* **DATA EXTRACT**
PR #135, opened 2023-10-26
test_detect_faces: sort array for determinism

### LINKED ISSUE #134: test_opencv.TestOpenCVOperations.test_detect_faces is flaky
I had a case where the test failed one time with the following error:
```
FAIL: test_detect_faces (tests.test_opencv.TestOpenCVOperations.test_detect_faces)
----------------------------------------------------------------------
  File "/tmp/autopkgtest.BPuIbH/autopkgtest_tmp/tests/test_opencv.py", line 74, in test_detect_faces
    assert_allclose(faces, self.expected_faces, atol=2)
  File "/usr/lib/python3/dist-packages/numpy/testing/_private/utils.py", line 1592, in assert_allclose
    assert_array_compare(compare, actual, desired, err_msg=str(err_msg),
  File "/usr/lib/python3.11/contextlib.py", line 81, in inner
    return func(*args, **kwds)
           ^^^^^^^^^^^^^^^^^^^
  File "/usr/lib/python3/dist-packages/numpy/testing/_private/utils.py", line 862, in assert_array_compare
    raise AssertionError(msg)
AssertionError: 
Not equal to tolerance rtol=1e-07, atol=2

Mismatched elements: 8 / 8 (100%)
Max absolute difference: 182
Max relative difference: 1.98901099
 x: array([[ 90, 164, 188, 262],
       [272,  88, 365, 181]], dtype=int32)
 y: array([[272,  89, 364, 181],
       [ 91, 165, 187, 261]])
```

As can be seen, this is essentially the same array just ordered differently. I think in the context of detecting faces that should be okay? I don't know if there is a why to test this though, maybe one can sort the outer array.

Most of the time, the test does not seem to fail.

stephanlachnit:
Closes #134

This only sorts the order of the tuples, no the values in the tuples itself.

### DIFF
--- a/tests/test_opencv.py
+++ b/tests/test_opencv.py
@@ -71,4 +71,5 @@ class TestOpenCVOperations(unittest.TestCase):
         self.assertIsInstance(faces, list)
         # There are two faces in the image
         self.assertEqual(len(faces), 2)
-        assert_allclose(faces, self.expected_faces, atol=2)
+        # Sort out list as there is no preferred order of the faces
+        assert_allclose(sorted(faces), sorted(self.expected_faces), atol=2)


zerolab (approved):
I was in two minds at first, but after some more digging, this makes sense.

PR #136, opened 2023-11-02
Fix color management by keeping ICC color profiles and EXIF data in addition

### LINKED ISSUE #114: Faulty color profile conversion
### Issue Summary

Photo files with an AdobeRGB color profile are not correctly converted. The result looks less saturated. The resulting images (JPG and WebP format) use a color profile, named "RGB". If I upload the source files with an "sRGB" profile, the results match.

* **TASK DETAILS**
Where a line in the entries holds "utils", copy that line.

* **RESULT OF THE TASK**
  File "/usr/lib/python3/dist-packages/numpy/testing/_private/utils.py", line 1592, in assert_allclose
  File "/usr/lib/python3/dist-packages/numpy/testing/_private/utils.py", line 862, in assert_array_compare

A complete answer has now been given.